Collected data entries
PR #357, opened 2020-07-13
Documentation: metric more formal defintion

charleygros:
### Done:
- Dice
- Precision
- Recall
- Accuracy
- Specificity
- Multi class Dice

### DIFF
--- a/ivadomed/metrics.py
+++ b/ivadomed/metrics.py
@@ -65,7 +65,7 @@ def numeric_score(prediction, groundtruth):
     Returns:
         float, float, float, float: FP, FN, TP, TN
     """
-    FP = np.float(np.sum(prediction * (1.0- groundtruth)))
+    FP = np.float(np.sum(prediction * (1.0 - groundtruth)))
     FN = np.float(np.sum((1.0 - prediction) * groundtruth))
     TP = np.float(np.sum(prediction * groundtruth))
     TN = np.float(np.sum((1.0 - prediction) * (1.0 - groundtruth)))
--- a/ivadomed/metrics.py
+++ b/ivadomed/metrics.py
@@ -46,10 +46,17 @@ class MetricManager(object):
 def numeric_score(prediction, groundtruth):
     """Computation of statistical numerical scores:
 
-    * FP = False Positives
-    * FN = False Negatives
-    * TP = True Positives
-    * TN = True Negatives
+    * FP = Soft False Positives
+    * FN = Soft False Negatives
+    * TP = Soft True Positives
+    * TN = Soft True Negatives
+
+    Robust to hard or soft input masks. For example::
+        prediction=np.asarray([0, 0.5, 1])
+        groundtruth=np.asarray([0, 1, 1])
+        Leads to FP = 1.5
+
+    Note: It assumes input values are between 0 and 1.
 
     Args:
         prediction (ndarray): Binary prediction.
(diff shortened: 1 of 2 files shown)


charleygros:
A kind of important related question is: we have a soft dice but a hard precision, recall etc. We could move to a soft version of it by replacing:
```python
    FP = np.float(np.sum((prediction == 1) & (groundtruth == 0)))
```
by:
```python
    FP = np.float(np.sum((prediction > 0) & (groundtruth == 0)))
```
But... is it what we want?

lrouhier:
> A kind of important related question is: we have a soft dice implementation but a hard IoU, hard precision, hard recall etc. 

I see what you mean but I know that some times soft output have not 0 as background but rather 1 x 10^-9, then you will have a huge number of false positives, yet, the image can look great visually so I don't know if these metrics make sens with soft outputs ... (you will likely have 0 false negatives as well).  Maybe a soft thresholding function will be needed for your suggestion to work? What I mean by 'soft_tresholding' is:

~~~
for all element in image: 
         if element value is lower than threshold
                 element takes the value 0 
         else
                 element keeps it float value
~~~

Maybe the use of MSE and other metrics used in regression will provide more insight?

ivadomed/metrics.py
```diff
@@ -68,7 +68,8 @@ def numeric_score(prediction, groundtruth):
 def dice_score(im1, im2, empty_score=np.nan):
     """Computes the Dice coefficient between im1 and im2.
 
-    Compute a soft Dice coefficient between im1 and im2.
+    Compute a soft Dice coefficient between im1 and im2, ie equals twice the sum of the two masks product, divided by
```
lrouhier, line 71:
```suggestion
    Compute a soft Dice coefficient between im1 and im2, it equals twice the sum of the two masks product, divided by
```

charleygros:
> I see what you mean but I know that some times soft output have not 0 as background but rather 1 x 10^-9, then you will have a huge number of false positives, yet, the image can look great visually so I don't know if these metrics make sens with soft outputs ... (you will likely have 0 false negatives as well). Maybe a soft thresholding function will be needed for your suggestion to work? What I mean by 'soft_tresholding' is:

I see what you mean, that's a good point. I think that the reason we implemented [this line](https://github.com/ivadomed/ivadomed/blob/master/ivadomed/utils.py#L84).

lrouhier:
> I see what you mean, that's a good point. I think that the reason we implemented [this line](https://github.com/ivadomed/ivadomed/blob/master/ivadomed/utils.py#L84): in case a soft output is required, we still discard the "noise".

Yes exactly. I just think this needs to be taken into consideration before computing metrics. But then do the metrics still make sens? like if you have a 0.1 instead of a 1 for a specific voxel, it will still be considered a true positive (if I am not mistaken). I am going to look for metrics used with soft output :)

andreanne-lemay:
> A kind of important related question is: we have a soft dice implementation but a hard IoU, hard precision, hard recall etc. We could move to a soft version of it by replacing:
> 
> ```python
>     FP = np.float(np.sum((prediction == 1) & (groundtruth == 0)))
> ```
> 
> by:
> 
> ```python
>     FP = np.float(np.sum((prediction > 0) & (groundtruth == 0)))
> ```
> 
> But... is it what we want?

Why not something like: np.float(np.sum(prediction > 0) * prediction * int(groundtruth == 0))) This way FP of [0, 0.5, 1] and [0, 1, 1]  gives 1.5 instead of 1 or 2 (which is the options described above). This way its a "soft" FP value.

charleygros:
Great idea @andreanne-lemay. Herebelow what I implemented:
```python
    FP = np.float(np.sum(prediction * (1.0- groundtruth)))
    FN = np.float(np.sum((1.0 - prediction) * groundtruth))
    TP = np.float(np.sum(prediction * groundtruth))
    TN = np.float(np.sum((1.0 - prediction) * (1.0 - groundtruth)))
```
Does it sound good?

DIRECTIONS FOR THIS TASK: Give back exactly the lines from the line containing "case a soft" to the end of the entries, and no other lines.

EXERCISE ANSWER:
> I see what you mean, that's a good point. I think that the reason we implemented [this line](https://github.com/ivadomed/ivadomed/blob/master/ivadomed/utils.py#L84): in case a soft output is required, we still discard the "noise".

Yes exactly. I just think this needs to be taken into consideration before computing metrics. But then do the metrics still make sens? like if you have a 0.1 instead of a 1 for a specific voxel, it will still be considered a true positive (if I am not mistaken). I am going to look for metrics used with soft output :)

andreanne-lemay:
> A kind of important related question is: we have a soft dice implementation but a hard IoU, hard precision, hard recall etc. We could move to a soft version of it by replacing:
> 
> ```python
>     FP = np.float(np.sum((prediction == 1) & (groundtruth == 0)))
> ```
> 
> by:
> 
> ```python
>     FP = np.float(np.sum((prediction > 0) & (groundtruth == 0)))
> ```
> 
> But... is it what we want?

Why not something like: np.float(np.sum(prediction > 0) * prediction * int(groundtruth == 0))) This way FP of [0, 0.5, 1] and [0, 1, 1]  gives 1.5 instead of 1 or 2 (which is the options described above). This way its a "soft" FP value.

charleygros:
Great idea @andreanne-lemay. Herebelow what I implemented:
```python
    FP = np.float(np.sum(prediction * (1.0- groundtruth)))
    FN = np.float(np.sum((1.0 - prediction) * groundtruth))
    TP = np.float(np.sum(prediction * groundtruth))
    TN = np.float(np.sum((1.0 - prediction) * (1.0 - groundtruth)))
```
Does it sound good?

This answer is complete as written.